____ AVAILABLE DATA
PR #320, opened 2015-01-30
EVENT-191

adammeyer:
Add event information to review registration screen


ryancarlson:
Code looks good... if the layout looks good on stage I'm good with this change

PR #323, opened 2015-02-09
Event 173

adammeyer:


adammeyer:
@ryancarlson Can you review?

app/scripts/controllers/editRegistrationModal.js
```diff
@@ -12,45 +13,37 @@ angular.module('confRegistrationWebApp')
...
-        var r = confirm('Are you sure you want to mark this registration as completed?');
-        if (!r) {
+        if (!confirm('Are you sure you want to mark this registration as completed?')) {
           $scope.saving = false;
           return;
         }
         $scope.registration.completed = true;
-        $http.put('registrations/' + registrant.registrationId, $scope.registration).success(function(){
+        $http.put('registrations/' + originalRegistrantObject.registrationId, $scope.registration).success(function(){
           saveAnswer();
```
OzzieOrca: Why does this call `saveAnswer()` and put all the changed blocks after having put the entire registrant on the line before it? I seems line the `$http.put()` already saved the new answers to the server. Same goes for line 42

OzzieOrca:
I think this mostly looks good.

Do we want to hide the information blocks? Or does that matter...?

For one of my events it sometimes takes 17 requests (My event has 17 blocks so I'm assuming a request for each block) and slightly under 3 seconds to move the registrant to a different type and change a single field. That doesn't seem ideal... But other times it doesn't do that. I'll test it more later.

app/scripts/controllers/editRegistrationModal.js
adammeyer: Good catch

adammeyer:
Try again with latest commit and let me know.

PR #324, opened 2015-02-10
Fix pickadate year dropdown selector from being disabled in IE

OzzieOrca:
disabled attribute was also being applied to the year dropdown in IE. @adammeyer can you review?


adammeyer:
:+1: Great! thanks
________
Copy every line where the word "registrations" is present in the entries above.

◆ YOUR SOLUTION ◆
-        $http.put('registrations/' + registrant.registrationId, $scope.registration).success(function(){
+        $http.put('registrations/' + originalRegistrantObject.registrationId, $scope.registration).success(function(){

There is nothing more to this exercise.